#### REQUIREMENT
A word-for-word restatement of every entry is what is needed here.

#### Stored data
BEGIN

PR #166, opened 2017-03-18
fix example project for 0.6.0

### LINKED ISSUE #165: Example project is broken
The example project has several bugs:

1. It won't load in sbt. PR #158 added CrossVersion.patch which requires sbt 0.13.13, but the example project uses 0.13.8.
1. The Main function doesn't compile since `loadConfig` now returns an `Either` (as of #110 ). Also, Main can be simplified call `loadConfigOrThrow`.
1. The sample `ConfigConvert` instances call `fromString` which is deprecated in 0.6.0.
1. It no longer needs the `PathConvert` instance as of 0.6.0.

derekmorr:
This fixes #165

### DIFF
--- a/example/project/build.properties
+++ b/example/project/build.properties
@@ -1,1 +1,1 @@
-sbt.version = 0.13.8
+sbt.version = 0.13.13
--- a/example/src/main/scala/pureconfig/example/conf/Main.scala
+++ b/example/src/main/scala/pureconfig/example/conf/Main.scala
@@ -36,10 +36,7 @@ object Main extends App {
   case class EmailConfig(host: String, port: Int, message: String, recipients: Set[Email], sender: Email)
 
 
-  val config = loadConfig[Config] match {
-    case Failure(f) => throw f
-    case Success(conf) => conf
-  }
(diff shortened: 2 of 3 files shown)


derekmorr:
I wonder if we should modify `.travis.yml` to build the example project as part of CI to detect these issues sooner. If interested, I can modify this PR to do that.

melrief:
Not having the example built by CI is bad, it would be great to have a system to test the changes to example. Imho what we could do is to provide a small script that can be run to both build pureconfig and the example and then tell TravisCI to build the repo using that script, instead of sbt directly. I don't know the limitation of this method but you just have to run twice sbt, one for pureconfig and the other for the example, and fail if one of the two fail. See the chapter ["Customizing the Build"](https://docs.travis-ci.com/user/customizing-the-build#Customizing-the-Build-Step).

@derekmorr do you mind if we do this in another PR? If yes, then I think we can merge this PR and open another one. Let me know.

derekmorr:
Sure, I'm fine doing that in another PR.

melrief:
Thanks!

END

#### ANSWER SECTION
PR #166, opened 2017-03-18
fix example project for 0.6.0

### LINKED ISSUE #165: Example project is broken
The example project has several bugs:

1. It won't load in sbt. PR #158 added CrossVersion.patch which requires sbt 0.13.13, but the example project uses 0.13.8.
1. The Main function doesn't compile since `loadConfig` now returns an `Either` (as of #110 ). Also, Main can be simplified call `loadConfigOrThrow`.
1. The sample `ConfigConvert` instances call `fromString` which is deprecated in 0.6.0.
1. It no longer needs the `PathConvert` instance as of 0.6.0.

derekmorr:
This fixes #165

### DIFF
--- a/example/project/build.properties
+++ b/example/project/build.properties
@@ -1,1 +1,1 @@
-sbt.version = 0.13.8
+sbt.version = 0.13.13
--- a/example/src/main/scala/pureconfig/example/conf/Main.scala
+++ b/example/src/main/scala/pureconfig/example/conf/Main.scala
@@ -36,10 +36,7 @@ object Main extends App {
   case class EmailConfig(host: String, port: Int, message: String, recipients: Set[Email], sender: Email)
 
 
-  val config = loadConfig[Config] match {
-    case Failure(f) => throw f
-    case Success(conf) => conf
-  }
(diff shortened: 2 of 3 files shown)


derekmorr:
I wonder if we should modify `.travis.yml` to build the example project as part of CI to detect these issues sooner. If interested, I can modify this PR to do that.

melrief:
Not having the example built by CI is bad, it would be great to have a system to test the changes to example. Imho what we could do is to provide a small script that can be run to both build pureconfig and the example and then tell TravisCI to build the repo using that script, instead of sbt directly. I don't know the limitation of this method but you just have to run twice sbt, one for pureconfig and the other for the example, and fail if one of the two fail. See the chapter ["Customizing the Build"](https://docs.travis-ci.com/user/customizing-the-build#Customizing-the-Build-Step).

@derekmorr do you mind if we do this in another PR? If yes, then I think we can merge this PR and open another one. Let me know.

derekmorr:
Sure, I'm fine doing that in another PR.

melrief:
Thanks!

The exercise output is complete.